Tuesday, January 31, 2006

Character "Ownership"

Over at http://www.lumpley.com/, Vincent has broached the subject of character ownership in RPGs (tabletop role-playing games). His key points (as I see 'em):

1) You actually don't own a character like you think you do.
2) This is a GOOD thing (for collaborative and thematic play, anyway).
3) It doesn't have to mean you lose character identification, either.

I think he's entirely right. Oh, and like him, I'm just going to talk about collaborative and thematic play - not that this issue has no meaning in other forms of play (I think it does), but I'm just not up to the challenge of adding that complication right now.

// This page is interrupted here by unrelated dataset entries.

PR #9354, opened 2025-01-16
[PWGDQ] Adding BC tolerance for zorro and new Ev. sel.

lucamicheletti93:
Adding:

- BC tolerance for zorro as a configurable
- and new Ev. sel. for Pb-Pb studies


alibuild (approved):

PR #12777, opened 2025-08-28
[PWGLF] Make sure that B field is updated when necessary

mpuccio:


maciacco (dismissed):

alibuild (dismissed):

maciacco (approved):

PR #12802, opened 2025-08-31
[Common] Cleanup: remove test tasks

ddobrigk:
Removes test tasks that were put in place in preparation of core service improvement campaign.


alibuild (approved):

PR #12812, opened 2025-09-01
Add possibility to avoid D0 daus swapping in D* ML application

fgrosa:
@Luca610 @Marcellocosti this PR should allow us to reproduce the BDT application as in the software triggers also for the D*, by turning on the swapping of the positive and negative tracks


alibuild (approved):

PR #12818, opened 2025-09-02
[PWGHF] Minor fix in taskDplus

apalasciano:
Missing arguments in THnSparse fill


stefanopolitano (approved):
Hi @apalasciano ! Thanks for the fix. No comment form my side.

PR #12820, opened 2025-09-02
[PWGCF] - FemtoDream: Cascade Update

gmantzar:
- Adding the Cascades back to the Producer Task
- Fixed bug in the Cascade Selection: Even thought, the selection was switching correctly between Omegas and Xis, the Producer Task wrote always only the Xi mass into the FemtoDerived table. Similar for the QA plots. This is fixed now
- Adding the CascadeCascade Pair Task:
--> Tested and working but missing the CPR (and the pair cleaning). Needs to be done!
- Implementing the "before selection" and "after selection" QA histograms for all particle types in the Producer Task


victor-gonzalez (approved):
Thanks!!

PR #12842, opened 2025-09-03
[PWGLF] Update V0 analysis task

romainschotter:
For derivedlambdakzeroanalysis:
- Add V0 Vs Phi vs Eta histograms
- Add cut to remove tracks close TPC sector edges
- Add QA histogram on V0 selection
- Add Event QA histograms

For cascademlselection:
- Switch from O2 grouping to manual grouping, as it is more CPU efficient and it allows to bypass index ordering checks


alibuild (dismissed):

ercolessi (approved):

PR #12856, opened 2025-09-03
[PWGLF] Added new method for track reassociation

gbencedi:
Major: 
- Added new method for track reassociation based on propagateToDCAhelix
Minor:
- Added new event selection based on RCT flags
- Added basic correlation histos Nch/PV tracks vs FT0C


alibuild (approved):

PR #12859, opened 2025-09-04
[PWGHF] tree creator for Sigmac correlated bkg. sources.

mfaggin:
@Mingyu3360715


mfaggin:
To address the two remaining O2linter errors I've just opened this PR in O2: https://github.com/AliceO2Group/AliceO2/pull/14649

I'd prefer to go ahead with both the PRs (this one with the O2linter errors and the O2 one) separately, and fix the O2linter error easily after the O2 PR will be merged.

PR #12864, opened 2025-09-04
[PWGHF,PWGCF] Store charm hadron + track invariant mass in derived tree

zhangbiao-phy:


PWGCF/DataModel/FemtoDerived.h
```diff
@@ -327,6 +328,7 @@ DECLARE_SOA_TABLE(FDHfPairs, "AOD", "FDHFPAIRS", //! table to store results for
                   fdhf::MultPercentile,
                   fdhf::Charge,
                   fdhf::PairSign,
+                  fdhf::CharmTrkM,
```
victor-gonzalez, line 331: Are you aware that this will make the task not backwards compatible unless a converter is in place?

zhangbiao-phy: > Are you aware that this will make the task not backwards compatible unless a converter is in place?

Hi @victor-gonzalez, Thanks for pointing this out. This table is currently used only in my analysis, so backward compatibility isn’t required. If it’s adopted more broadly later, I’ll provide a converter.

I quoted ownership in the post title, because I actually think ownership is a terrible word to use from the get-go. In demonstrating that characters are basically always formed by collaboration, it seems to me that we discover that fact: ownership is not the right concept here, ever. Thinking it through, the best I can come up with as a replacement label is "character authority", as "person who has final authority about aspects (usually all aspects) of a character" is just too unwieldy. In most traditional RPG's, what is really meant by "a player owns a character" is (to my thinking) "a player is the final authority regarding their character."

There's a lot that could be said about how this (or any) authority arrangement historically has been (and always potentially can be) abused. But for this post, I just want to point out that what we're actually talking about is authority. Because when you do that (it seems to me) , two things happen:

1) The de facto collaboration of the others involved before "authority" is invoked becomes more visible.
2) It becomes rather obvious that the authority can potentially be divided up in an endless number of ways.

Note that (IMO) granting some authority to something like "the dice" can be a particularly useful thing here . . .

Besides character authority, the other concept in Vincent's key points as I saw them is character identification (that is, to take a stab at an incomplete but hopefully useful definition of the term, a player feeling close to, and experiencing the events in play from the viewpoint of, a particular character). I take Vincent's points about character identification to be these:

1) As implied above, it can't be a function of ownership, because we've seen that ownership doesn't exist .
2) Additionally (this is the tough one for some people, I think), it does not require you to have total, final authority about "your" character.

Again, I agree with these points, though I would add the understanding that there will be some personal variation in just how much authority can be split-off to other people before character identification is lost. And the kind of story being constructed matters. And the WAY in which authority is shared matters. And . . . lots of stuff. The nitty-gritty here (System, in all its many senses) is a meaningful factor.

I assume diving into that nitty-gritty is what Vincent is really interested in. It is certainly possible that there are times when having one player with total or near-total authority over "their" character is good (remembering that even this doesn't equate to ownership or the absence of collaboration - a fact which I probably need to make more clear in SNAP). Equally, sometimes it won't be. But starting from this understanding, it seems possible to build both games that do involve high individual-player authority regarding their character and games that don't.

I'm looking forward to seeing these games get built.

PERSONAL ASIDE: My early D&D play (mid-late 70's. Yup, I'm THAT old) involved each player running multiple characters (and serial GMing, for that matter). It is only later that I began to assume that in RPG play I would have only one character. And I'm pretty damn sure I and my group(s) are not the only people this is true of. I'm not sure what that means, but for some reason it keeps coming up as I think about this issue: the "one player gets one character" model was not, for me and (I assume) a good number of other folks, the default assumption of roleplaying. Now, I happen to think it can be really cool, and very much a feature rather than a bug - ESPECIALLY if you back off on the singular authority over each character (and the other elements) in the process. That is, we each have OUR character, AND some ("some" needing much amplification) authority over other things (including, but not necessarily limited to, other characters) - but we don't have total-final (again, amplification needed) authority over "our" character.